Happy Sunday and sayonara!

Saturday, January 30, 2016

My Office vs. Godzilla

My office is trashed.

I've got stacks of cards all over the place.  Packages from Amazon, eBay, subscription boxes, and other online orders are piling up.  And my trash can is overflowing.

It seriously looks like Godzilla and Mothra waged war against each other.  But now that I'm getting back to normal health wise and there aren't any card shows to attend... I can finally spend a day in my office organizing and cleaning.

But before I get to that, I wanted to share a unique oddball set I picked up off of Etsy last summer.  The illustrator emailed me and I was immediately intrigued.

It's called Kaiju (Monster) Baseball and contains forty cards.

There are a total of four teams:  Tokyo Terrors, Kyoto Kaijus, Fuji Fiends, and Matsumoto Mutants.  Each team consists of nine player cards and one team card.  The cards feature beautiful illustrations, have a vintage feel to them, and are essentially what I was drawn to.
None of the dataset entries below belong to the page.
PR #10387, opened 2026-07-28
fix(heartbeat): issue-scope the non-project fallback workspace (BRO-1717)

ericdfields:
## Problem

Non-project issues that do iterative local file work across multiple heartbeats — the normal comment-driven back-and-forth shape for ad-hoc issues (e.g. the `/img2threejs` skill iterating a local Three.js model via git worktrees) — lose git-worktree/branch continuity between runs.

`resolveWorkspaceForRun` provisions an execution cwd per run. When there is **no project workspace and no reusable session workspace**, it falls back to a dir keyed **only by `agentId`** (`<instanceRoot>/workspaces/<agentId>`). That single dir is shared across *every* non-project issue the agent touches, so an interleaved run on a different issue can trample it. Heartbeat N+1 then no longer sees the branch/commit heartbeat N produced and silently **re-derives the same work from scratch**.

Live evidence (run `c624b8f1-…`, CEO agent, BRO-1698): heartbeat N committed a fix to a branch; heartbeat N+1 (fired by the next comment) started a *different* worktree/branch that never saw that commit, re-applied the same fix, and burned the run to ~67.5% of its context window just getting back to where the prior heartbeat left off. In the worst case a run could exhaust its context mid-task without ever reaching a disposition.

This is not skill-specific — it's the execution-workspace provisioning path for **any issue without a project binding** that iterates across heartbeats.

## Fix

At the `agent_home` fallback site in `resolveWorkspaceForRun`, key the fallback dir by **issue as well as agent** (`<instanceRoot>/workspaces/<agentId>/<issueId>`) when an `issueId` is present, via a new `resolveIssueScopedAgentWorkspaceDir`. Successive heartbeats of the *same* issue now land in the *same* directory and reuse whatever git worktree/branch/commits the prior heartbeat left there. `fs.mkdir(..., { recursive: true })` makes reuse automatic once the path is stable. A non-conforming `issueId` (should never happen for real UUIDs; the segment regex is the path-traversal guard) degrades to the per-agent dir rather than failing the run.

This is analogous in spirit to `inheritExecutionWorkspaceFromIssueId` (used for child-issue handoffs), but for the same-issue-across-heartbeats case, which wasn't covered for non-project issues — that mechanism only helps when a DB-backed `executionWorkspaceId`/`projectWorkspaceId` exists, which the plain `agent_home` fallback never gets.

### Coupling handled

`resolveRuntimeSessionParamsForWorkspace` migrates a resumed session out of the fallback into a project workspace once one becomes available. It compared `previousCwd` against the **per-agent** fallback dir exactly, so issue-scoping the fallback would have silently broken that migration. It now uses a new `isAgentFallbackWorkspaceCwd` predicate that recognizes both the per-agent dir and an issue-scoped subdir of it.

### Intentionally left per-agent

- The **project-workspace-missing** fallback (`source: "project_primary"`) — project-bound issues expect the project cwd to return; issue-scoping there would fragment.
- The `agentHome` field — that is legitimately the agent's home, not an execution cwd.

The git-sensitive launch guard (`assertGitWorktreeBaseWorkspaceReady` / `assertGitSensitiveAdapterWorkspaceValid`) is untouched: issue-scoped dirs are only ever minted on the no-project `agent_home` path where `workspaceExpectation` is false, so that guard never sees them.

## Tests

- **New** `server/src/__tests__/agent-fallback-workspace-paths.test.ts` — path isolation across issues, stability across calls (the reuse property), nesting under the per-agent dir, path-traversal/non-segment rejection, and the `isAgentFallbackWorkspaceCwd` predicate (per-agent dir, issue-scoped subdir, other-agent negative, deeper-nesting/empty negatives).
- **Extended** `heartbeat-workspace-session.test.ts` — a session sitting in the issue-scoped fallback still migrates into a newly-available project workspace.

Both files pass (129 tests). Change is +85/-5 across `home-paths.ts`, `heartbeat.ts`, and the two test files.

Filed from BRO-1717 in the Brookfield Digital fleet.

### DIFF
--- a/server/src/__tests__/agent-fallback-workspace-paths.test.ts
+++ b/server/src/__tests__/agent-fallback-workspace-paths.test.ts
@@ -1,0 +1,93 @@
+import path from "node:path";
+import { afterEach, beforeEach, describe, expect, it } from "vitest";
+import {
+  isAgentFallbackWorkspaceCwd,
+  resolveDefaultAgentWorkspaceDir,
+  resolveIssueScopedAgentWorkspaceDir,
+} from "../home-paths.js";
+
+// Pin the instance root to a deterministic temp home so the resolved paths are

On the back you can find cool nicknames and baseball stats for each monster.  Godzilla is nicknamed The Sultan of Smash and rightfully so, because he easily has the best statistics in the set.  There also seems to be a mini game of Rock, Paper, Scissors embedded into the card backs as well.

At the end of the day... after the dust settled and the kaiju were put back into their box... I was very pleased with this set.  It set me back $14 (+ $2.75 shipping), which breaks down to around 42¢ per card.  That's a little more than what I typically spend at card shows, but they're not your everyday common from the Junk Wax Era, so I understand his price point.

I realize that these cards aren't for everyone.  However if you're a fan of Godzilla and his peeps, then you might appreciate them.  Well... enough stalling... I'm off to go clean my office.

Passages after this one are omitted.